# Homemade dish soap (not for dishwashers)



## texastami

I have made my own dishwasher soap, but never had any success with making sudsy dish soap..... I have tried a variety of things.... but am eager to STOP buying it every month! 

Anyone have a recipe they'd like to share?


----------



## ldc

I use about a tsp. or 2 of Murphy's Wood Soap in my old dish saop container, with the rest water. Have been doing this for years. It's also biodegradeable. The yrs. we have drought, I wash by hand and use the dish water on plants, and this kind of soap doesn't hurt anything! Also use it for laundry; 1 TBS for a load. ldc


----------



## Farmerwilly2

I absolutely love the smell of Murphy's soap and I saw where you have been using it successfully for awhile, how well does it work on clothes?
MrsFarmerWilly


----------



## nodak3

This isn't a recipe, but a technique. Use any unscented bar soap. Put it on a soap dish by the sink.
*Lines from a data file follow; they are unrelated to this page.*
PR #8813, opened 2022-05-03
Fix py for-loop conversion when using three range arguments

riknoll:
Fixes https://github.com/microsoft/pxt-microbit/issues/4403


abchatra:
Looks good. Add some description to the PR for future reference.

abchatra (approved):

dmonroym (approved):

PR #8814, opened 2022-05-04
Simulator: fix for cross-domain bidirectional multiplayer messages

eanders-ms:
Hosting the simulator within another app is a multiple nested iframe situation. The middle frame - run.html - has the responsibility of marshaling multiplayer message traffic to/from the simulator component, which is hosted in a child iframe. Because multiplayer messaging is bidirectional, traffic passing through the middle frame's singular event handler must be explicitly routed inbound or outbound.

In development, things were working fine on localhost without this routing, but I'm not certain why. There might be a special case somewhere, or the same-origin nature of localhost resulted in different behavior. In any case, this change makes it work in both scenarios.

### DIFF
--- a/pxtrunner/runner.ts
+++ b/pxtrunner/runner.ts
@@ -363,7 +363,7 @@ namespace pxt.runner {
             })
     }
 
-    export async function simulateAsync(container: HTMLElement, simOptions: SimulateOptions): Promise<pxtc.BuiltSimJsInfo> {
+    export async function simulateAsync(container: HTMLElement, simOptions: SimulateOptions): Promise<pxsim.SimulatorDriver> {
         const builtSimJS = simOptions.builtJsInfo || await buildSimJsInfo(simOptions);
         const {
             js,
@@ -411,7 +411,7 @@ namespace pxt.runner {
                 ? pxt.appTarget.simulator.partsAspectRatio
                 : pxt.appTarget.simulator.aspectRatio;
         driver.run(js, runOptions);
-        return builtSimJS;
+        return driver;
     }
 
     export async function buildSimJsInfo(simOptions: SimulateOptions): Promise<pxtc.BuiltSimJsInfo> {
--- a/webapp/public/run.html
+++ b/webapp/public/run.html
@@ -116,6 +116,7 @@
         var single = !!/single(?:[:=])1/i.test(window.location.href);
         var server = !!/server(?:[:=])1/i.test(window.location.href);
         var mpRole = /[\&\?]mp=(server|client)/i.exec(window.location.href)?.[1]?.toLowerCase();
+        var simdriver = null; /*pxsim.SimulatorDriver;*/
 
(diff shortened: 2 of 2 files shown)


webapp/public/run.html
```diff
@@ -168,8 +169,14 @@
...
                 else if (mpRole && data.type === "multiplayer") {
-                    // propagate message packets to parent frames
-                    window.parent.postMessage(msg.data, "*");
+                    // Multiplayer messages are bi-directional
+                    if (mpRole === msg.data.origin) {
+                        // propagate to parent frame
+                        window.parent.postMessage(msg.data, "*");
+                    } else {
+                        // propagate to child frames
+                        if (simdriver) simdriver.postMessage(msg.data);
```
jwunderl, line 178: I'm not certain I understand the need for posting to simdriver here -- as those aren't getting lost / get handled elsewhere right as it had previously gotten sent to the sim iframe, so would this double-send the message?

webapp/public/run.html
```diff
@@ -168,8 +169,14 @@
                     window.parent.postMessage(msg.data, "*");
                 }
                 else if (mpRole && data.type === "multiplayer") {
-                    // propagate message packets to parent frames
-                    window.parent.postMessage(msg.data, "*");
+                    // Multiplayer messages are bi-directional
+                    if (mpRole === msg.data.origin) {
```
jwunderl, line 173: would a

```
if (event.source !== window.parent)
```

work to prevent passing back / forth? I believe we do that elsewhere so it feels like it must have just gotten missed / dropped here

pxtrunner/runner.ts
```diff
@@ -363,7 +363,7 @@ namespace pxt.runner {
             })
     }
 
-    export async function simulateAsync(container: HTMLElement, simOptions: SimulateOptions): Promise<pxtc.BuiltSimJsInfo> {
+    export async function simulateAsync(container: HTMLElement, simOptions: SimulateOptions): Promise<pxsim.SimulatorDriver> {
```
jwunderl, line 366: we actually use the value returned here in arcades share page for perf when toggling between editor view & full screen game -- so ideally we should either not modify or return an object with both values available

webapp/public/run.html
eanders-ms: The intention here is to simply forward multiplayer messages along. Messages from the parent are forwarded to the simulator (via simdriver). Messages from the simulator are forwarded to the parent. It isn't clear how a double-send could happen. Is there something I'm not considering? There are so many message handlers scattered about. I might have missed where these messages are forwarded.

jwunderl: ah, what I meant was that if it was working on localhost, then the messages were getting passed to child frames somewhere else -- which would mean adding this would add a second path that intended to pass the same message from run.html -> simframes, right (with the first path not working right currently on live which might be related to missing parentOrigin)?

PR #8815, opened 2022-05-04
allow extension to hide parts

pelikhan:
Adding a new block attribute, `hiddenParts` that allows to filter out specific parts in the parts computation phase.

```
//% hideParts=servo <-- don't collect 'servo' parts
function someHighLevelfunctionUsingServo() {
    ...
    // this triggers part 'servo'
    pins.setServoValue(...)
}
```

In Jacdac, we use API that enable specific part but eventually the rendering is disabled. Downside of this flag is that it is pretty blunt and does not discriminate where the original part was used.


riknoll (approved):
i think this is probably fine... having both the jacdac ui and the servo ui in any case would be a bad scenario. probably not worth coming up with a more elegant solution

PR #8819, opened 2022-05-04
Various CSS Fixes

aznhassan:
### Problem
There are a number of UI issues related to the new extension page UI/UX. 

### Solution
* Add help button to the react common modal when a help URL is specified
* Change extensions view to use react-common modal to fix issues related to the editor page underneath peeking through
* Category buttons can be tabbed
* Category buttons can no longer have their text selectable
* Category buttons can by selected via the _enter_ key
* Category buttons now have a hover state
* Category buttons now have a focus state
* Extension cards can be navigated with tab
* Learn more links can be navigated to with tab
* Tab focus stays on the modal page
* Fix regression where extension cards didn't get smaller on mobile displays
* Extensions card icons now load when they intersect the page
* Category extension results are now cached for 60 minutes

### Validation
You can view the changes yourself at: https://microbit.staging.pxt.io/app/7d4f2cbcdc290eee97e1adf36a18cdb11eab985d-09292bbbde

### Notes
Fixes microsoft/pxt-microbit#4591
Fixes microsoft/pxt-microbit#4580
Fixes microsoft/pxt-microbit#4579 (@riknoll You also mentioned a border-right property being set on the _In Development_ tab which does not appear to be the case)
Fixes microsoft/pxt-microbit#4572
Fixes microsoft/pxt-microbit#4571
Fixes (and caused): microsoft/pxt-microbit/issues/4617


react-common/components/controls/Modal.tsx
```diff
@@ -65,6 +67,7 @@ export const Modal = (props: ModalProps) => {
                 {fullscreen &&
                     <div className="common-modal-back">
                         <Button
+                            key={"back-button"}
```
riknoll, line 70: key is not required unless the element is in a list

react-common/components/controls/Modal.tsx
```diff
@@ -76,9 +79,21 @@ export const Modal = (props: ModalProps) => {
                 <div id="modal-title" className="common-modal-title">
                     {title}
                 </div>
+                {fullscreen && helpUrl &&
+                    <div className="common-modal-help">
+                        <Button
+                            key={"help-button"}
```
riknoll, line 85:
```suggestion
```

react-common/components/controls/Modal.tsx
```diff
@@ -76,9 +79,21 @@ export const Modal = (props: ModalProps) => {
...
+                            title={lf("Help on {0} dialog", title)}
+                            onClick={() => { window.open(props.helpUrl, "_blank") }}
+                            rightIcon={"icon help"}
+                        />
+                    </div>
+                }
                 {!fullscreen &&
                     <div className="common-modal-close">
                         <Button
+                            key={"close-button"}
```
riknoll, line 96:
```suggestion
```

theme/common.less
```diff
@@ -882,23 +882,36 @@ Field editors
...
+.extension-card.loading {
+    background: @loadingAnimation;
+    background-size: 400% 400%;
+    animation: cardGradient 3s infinite alternate;
+}
 
-    .extensionsHeader {
+
+.fullscreen.extensions-browser> {
+    .common-modal> .common-modal-header {
```
riknoll, line 909:
```suggestion
    .common-modal > .common-modal-header {
```

theme/common.less
```diff
@@ -882,23 +882,36 @@ Field editors
...
+
+.extension-card.loading {
+    background: @loadingAnimation;
+    background-size: 400% 400%;
+    animation: cardGradient 3s infinite alternate;
+}
 
-    .extensionsHeader {
+
+.fullscreen.extensions-browser> {
```
riknoll, line 908:
```suggestion
.fullscreen.extensions-browser > {
```

theme/common.less
```diff
@@ -917,8 +930,26 @@ Field editors
             justify-content: center;
         }
     }
+}
+@media @mobileAndBelow {
+    .extensions-browser {
+        .common-modal> .common-modal-header> .common-modal-back {
```
riknoll, line 936:
```suggestion
        .common-modal > .common-modal-header > .common-modal-back {
```

theme/common.less
```diff
@@ -1025,13 +1062,80 @@ Field editors
         }
     }
 
+    .common-modal> .common-modal-body {
```
riknoll, line 1065:
```suggestion
    .common-modal > .common-modal-body {
```

theme/common.less
```diff
@@ -1025,13 +1062,80 @@ Field editors
...
     .common-modal-body {
         display: flex;
         flex-direction: column;
     }
 }
+
+// reduce all card sizes
+@media @mobileAndBelow {
+    .extensions-browser {
+        .ui.card, .ui.cards>.card {
```
riknoll, line 1126:
```suggestion
        .ui.card, .ui.cards > .card {
```

webapp/src/extensionsBrowser.tsx
```diff
@@ -33,31 +33,19 @@ export const ExtensionsBrowser = (props: ExtensionsProps) => {
 
     const [searchFor, setSearchFor] = useState("");
     const [allExtensions, setAllExtensions] = useState(fetchBundled());
-    const [extensionsToShow, setExtensionsToShow] = useState([]);
+    const [extensionsToShow, setExtensionsToShow] = useState(new Array<ExtensionMeta & EmptyCard>());
```
riknoll, line 36: in general, no one really uses array constructors in js. if you wan to hint the type, you can do it like this
```suggestion
    const [extensionsToShow, setExtensionsToShow] = useState<(ExtensionMeta & EmptyCard)[]>([]);
```

webapp/src/extensionsBrowser.tsx
```diff
@@ -33,31 +33,19 @@ export const ExtensionsBrowser = (props: ExtensionsProps) => {
...
     const [selectedTag, setSelectedTag] = useState("");
     const [currentTab, setCurrentTab] = useState(TabState.Recommended);
     const [showImportExtensionDialog, setShowImportExtensionDialog] = useState(false);
-    const [installedExtensions, setInstalledExtensions] = useState([])
-    const [lastVisibleState, setLastVisibleState] = useState(props.isVisible)
+    const [installedExtensions, setInstalledExtensions] = useState(new Array<ExtensionMeta & EmptyCard>())
```
riknoll, line 40:
```suggestion
    const [installedExtensions, setInstalledExtensions] = useState<(ExtensionMeta & EmptyCard)[]>([])
```

webapp/src/extensionsBrowser.tsx
```diff
@@ -33,31 +33,19 @@ export const ExtensionsBrowser = (props: ExtensionsProps) => {
...
     const [deletionCandidate, setDeletionCandidate] = useState(undefined)
-    const [preferredExts, setPreferredExts] = useState([])
+    const [preferredExts, setPreferredExts] = useState(new Array<ExtensionMeta & EmptyCard>())
```
riknoll, line 42:
```suggestion
    const [preferredExts, setPreferredExts] = useState<(ExtensionMeta & EmptyCard)[]>([])
```

webapp/src/extensionsBrowser.tsx
```diff
@@ -408,71 +405,148 @@ export const ExtensionsBrowser = (props: ExtensionsProps) => {
...
+    return (
+        <Modal
+            title={lf("Extensions")}
+            fullscreen={true}
+            className={"extensions-browser"}
+            onClose={props.hideExtensions}
+            helpUrl={"/extensions"}
+        >
+            <div className="ui">
+                {showImportExtensionDialog ? <ImportModal onCancelClick={() => setShowImportExtensionDialog(false)} onImportClick={handleImportUrl} /> : undefined}
```
riknoll, line 418: use && instead of a ternary (also the line below). For tags with multiple props, it's also nice to break them out into multiple lines

webapp/src/extensionsBrowser.tsx
```diff
@@ -408,71 +405,148 @@ export const ExtensionsBrowser = (props: ExtensionsProps) => {
...
+                {deletionCandidate ? <DeleteConfirmationModal ns={deletionCandidate.name} onCancelClick={() => { setDeletionCandidate(undefined) }} onDeleteClick={() => { removeDepAsync(deletionCandidate) }} /> : undefined}
+                <div className="extension-search-header">
+                    <div className="header">{(lf("Do more with your micro:bit"))}</div>
```
riknoll, line 421: instead of hardcoding micro:bit, use the boardname. I think it's stored in the apptarget

webapp/src/extensionsBrowser.tsx
```diff
@@ -408,71 +405,148 @@ export const ExtensionsBrowser = (props: ExtensionsProps) => {
...
+                    <SearchInput searchHandler={setSearchFor} key={"search-input"}/>
```
riknoll, line 422:
```suggestion
                    <SearchInput searchHandler={setSearchFor}/>
```

webapp/src/extensionsBrowser.tsx
```diff
@@ -408,71 +405,148 @@ export const ExtensionsBrowser = (props: ExtensionsProps) => {
...
+                    <div className="extension-tags">
+                        {categoryNames.map(c =>
+                            <Button title={lf(c)}
```
riknoll, line 425: instead of lf, use rlf. lf only works with static strings, rlf will do a lookup against the list of known strings.

webapp/src/extensionsBrowser.tsx
```diff
@@ -408,71 +405,148 @@ export const ExtensionsBrowser = (props: ExtensionsProps) => {
...
-                            name={scr.name} imageUrl={scr.imageUrl} description={scr.description} loading={scr.loading} />)}
-                </div>
-            </div>}
-        {displayMode == ExtensionView.Tags &&
-            <div className="extension-display">
-                <div className="breadcrumbs">
-                    <span className="link" onClick={handleHomeButtonClick}>{lf("Home")}</span>
-                    <span>/</span>
-                    <span>{selectedTag}</span>
+    let loadingCardId = 0
```
riknoll, line 408: i don't think you need this variable. in the callbacks to map below, an index is also passed in after the element

webapp/src/extensionsBrowser.tsx
```diff
@@ -408,71 +405,148 @@ export const ExtensionsBrowser = (props: ExtensionsProps) => {
...
+                    <div className="extension-display">
+                        <div className="breadcrumbs">
+                            <span className="link" onClick={handleHomeButtonClick}>{lf("Home")}</span>
+                            <span>/</span>
+                            <span>{selectedTag}</span>
+                        </div>
+                        <div className="ui cards left">
+                            {extensionsToShow?.map(scr =>
+                                <ExtensionCard
+                                    key={scr.loading ? `loading ${loadingCardId++}`: 'tagged:' + scr.name}
```
riknoll, line 469: you can probably just pass the index here. i'm not sure you need the loading/tagged bit either

webapp/src/extensionsBrowser.tsx
```diff
@@ -408,71 +405,148 @@ export const ExtensionsBrowser = (props: ExtensionsProps) => {
...
+                                    learnMoreUrl={scr.fullName ? `/pkg/${scr.fullName}` : undefined}
+                                    loading={scr.loading}
+                                    role="button"
+                                />)}
+                        </div>
+                    </div>}
+                {displayMode == ExtensionView.Tabbed &&
+                    <div className="extension-display">
+                        <div className="tab-header">
+                            <Button key={"Recommended"} title={lf("Recommended")} label={lf("Recommended")} onClick={() => { setCurrentTab(TabState.Recommended) }} className={currentTab == TabState.Recommended ? "selected" : ""} />
```
riknoll, line 484: break these into multiple lines

riknoll (changes requested):

webapp/src/data.ts
```diff
@@ -269,6 +269,14 @@ mountVirtualApi("cloud-search", {
     isOffline: () => !Cloud.isOnline(),
 })
 
+mountVirtualApi("extension-search", {
+    getAsync: query => pxt.targetConfigAsync()
+        .then(config => pxt.github.searchAsync(stripProtocol(query), config ? config.packages : undefined))
```
pelikhan, line 274: `config ? config.packages : undefined` -> `config?.packages`

webapp/src/extensionsBrowser.tsx
```diff
@@ -339,14 +332,15 @@ export const ExtensionsBrowser = (props: ExtensionsProps) => {
         }
         setPreferredExts([...repos, ...loadingCards])
 
-        fetchGithubDataAndAddAsync(toBeFetched, (exts) => setPreferredExts([...repos, ...exts]));
+        const exts = await fetchGithubDataAndAddAsync(toBeFetched);
+        setPreferredExts([...repos, ...exts])
```
pelikhan, line 336: the page might be unmounted here already

pelikhan:
in general, having "useEffect + leaking promises" is a recipe for some fun race conditions between the promise and the page lifecycle (eg promise returns when the page is already unmounted)

webapp/src/extensionsBrowser.tsx
aznhassan: Ah, sweet! I definitely was aiming for just knowing the type so that when referencing it later on I could see its members.

webapp/src/extensionsBrowser.tsx
aznhassan: Interestingly, the name for the micro:bit target is actually _microbit_.

riknoll: @aznhassan you want pxt.appTarget.appTheme.boardName. that should have the colon!

aznhassan: Sweet. I changed this to `Do more with <boardName>` since `Do more with Arcade` would sound bad for example.

webapp/src/extensionsBrowser.tsx
riknoll: I don't think this is actually a problem in this case because this is going through the virtualapi. this will just be a no-op

riknoll (approved):

webapp/src/extensionsBrowser.tsx
aznhassan: Calling setState on an unmounted component is a no-op (though it will print a warning to the console). The long-running async operations all use the virtual API (retrieving GitHub repos) which has no concept of cancellation tokens to stop operations when it no longer makes sense to continue. All we could do is check the cancellation token after the long-running virtual API has returned before calling setState, which has the same effect as just calling setState. We could add cancellation tokens to virtual API to have them return sooner, but that is outside the scope of this PR. I think adding cancellation tokens and validation functions (validating that the results are what you expect before caching them) would be useful extensions of the virtual API. Thoughts?

@pelikhan

aznhassan: Leaving this be for now. We discussed creating a new hook that uses the subscribe and unsubscribe features of the virtual API to do away with the promises (thus not calling the setState functions if unsubscribed) but that work is outside the scope of this PR. Please feel free to create an issue, I'll see if I can work it in to a future PR.

PR #8826, opened 2022-05-09
Add Search Placeholder Text

aznhassan:
* Add search placeholder text
* Add an aria message and paragraph to let the user know there were no search results
* Remove 'Do more with your micro:bit' to match Alex's design

Latest: https://microbit.staging.pxt.io/app/c2a02986df7a1bc570d667e648740413eede93e8-8c6cbca310
Previous:
* https://microbit.staging.pxt.io/app/4ad87889fbd28313f3c8f0ab8dcd02b867c2fbbc-75b1423254

### DIFF
--- a/webapp/src/extensionsBrowser.tsx
+++ b/webapp/src/extensionsBrowser.tsx
@@ -429,7 +429,6 @@ export const ExtensionsBrowser = (props: ExtensionsProps) => {
                     />
                 }
                 <div className="extension-search-header">
-                    <div className="header">{(lf(`Do more with ${pxt.appTarget.appTheme.boardName}`))}</div>
                     <SearchInput
                         ariaMessage={searchComplete && pxt.U.rlf(`${extensionsToShow.length} results matching '${searchFor}'`)}
                         placeholder={lf("Search or enter project URL...")}
--- a/webapp/src/extensionsBrowser.tsx
+++ b/webapp/src/extensionsBrowser.tsx
@@ -430,7 +430,11 @@ export const ExtensionsBrowser = (props: ExtensionsProps) => {
                 }
                 <div className="extension-search-header">
                     <div className="header">{(lf(`Do more with ${pxt.appTarget.appTheme.boardName}`))}</div>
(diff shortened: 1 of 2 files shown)


aznhassan:
Related to microsoft/pxt-microbit/issues/4577 but this build still uses the breadcrumbs, so it doesn't fix the issue entirely.

webapp/src/extensionsBrowser.tsx
```diff
@@ -463,6 +469,11 @@ export const ExtensionsBrowser = (props: ExtensionsProps) => {
                                     role="button"
                                 />)}
                         </div>
+                        {searchComplete && extensionsToShow.length == 0 &&
+                            <div aria-label="Extension search results">
+                                <p>{lf("We couldn't find any extensions matching ")}{pxt.Util.rlf(`'${searchFor}'`)}</p>
```
riknoll, line 474: Use the format string (e.g. `{0}`)to append the string instead of putting it at the end. Different language grammars might require it to be placed elsewhere in the sentence.

Also, does it make more sense to put the rlf on the inner string? I mean, to not include the quotes when doing the lookup and just adding them to the result

riknoll (changes requested):

webapp/src/extensionsBrowser.tsx
jwunderl: do we want to translation for the inner rlf at all? If I'm reading right that's a value from user input in the first place so it'd make or sense to leave as whatever they typed in (that is, if they type in 'controller' to the searchbox while in spanish it'd be weird to show it as 'Controles')

that said we could do an lf with `lf("'${0}'", searchFor)` to translate only the surrounding quotation marks to the given language's format

aznhassan: Won't the inner string, `searchFor` already be in the appropriate language since it's user input?

aznhassan: I've updated it to use format strings!

jwunderl (approved):

riknoll (approved):

PR #9299, opened 2023-01-19
Add toggle for music editor bass clef and better support for sharps/flats

riknoll:
This PR does three things:

1. Adds a "show bass clef" checkbox to the music editor
2. Revamps how sharps/flats are handled to better support changing the enharmonic spelling of a note
3. Reorders the instruments so that the dog is first (sorry duck)

(2) is the big one because I had to change the way notes are represented. Now you can change any note to be sharp or flat by holding ctrl and clicking it. You can also use the **j** keyboard shortcut to cycle through the options on the selected note.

Run a folded dishrag or sponge (wet of course) over the bar every two or three dishes, or whenever you lose the "power". That allows you to use bar soap, get everything nice and clean, and who cares about suds anyway.


----------



## Fourthistles

I use my homemade plain lye soap. Here's my method:
grate 2 bars into a deep kettle. Stir in 2 and a half quarts water. Bring to a slow boil over medium high heat. Simmer 10 minute, take off heat and let set 30 minutes, them pour into quart jars. As it cools and sits, it will gel. I use a spoon to scoop it out. Use 3/4 to 1 cup for a batch of dishes, with the hottest water you can stand. Lots of suds.


----------



## Guest

ldc said:


> I use about a tsp. or 2 of Murphy's Wood Soap in my old dish saop container, with the rest water.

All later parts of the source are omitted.